**Information provided**.

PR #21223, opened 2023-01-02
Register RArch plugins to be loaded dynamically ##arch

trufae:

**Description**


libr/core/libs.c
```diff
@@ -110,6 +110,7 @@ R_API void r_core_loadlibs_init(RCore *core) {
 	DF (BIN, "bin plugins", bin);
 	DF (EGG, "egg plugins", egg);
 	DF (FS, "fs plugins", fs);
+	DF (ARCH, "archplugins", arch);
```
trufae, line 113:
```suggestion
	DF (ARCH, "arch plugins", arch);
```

**What the task asks**. Take the material above and print all of it exactly.

**Solution to this exercise**.
PR #21223, opened 2023-01-02
Register RArch plugins to be loaded dynamically ##arch

trufae:

**Description**


libr/core/libs.c
```diff
@@ -110,6 +110,7 @@ R_API void r_core_loadlibs_init(RCore *core) {
 	DF (BIN, "bin plugins", bin);
 	DF (EGG, "egg plugins", egg);
 	DF (FS, "fs plugins", fs);
+	DF (ARCH, "archplugins", arch);
```
trufae, line 113:
```suggestion
	DF (ARCH, "arch plugins", arch);
```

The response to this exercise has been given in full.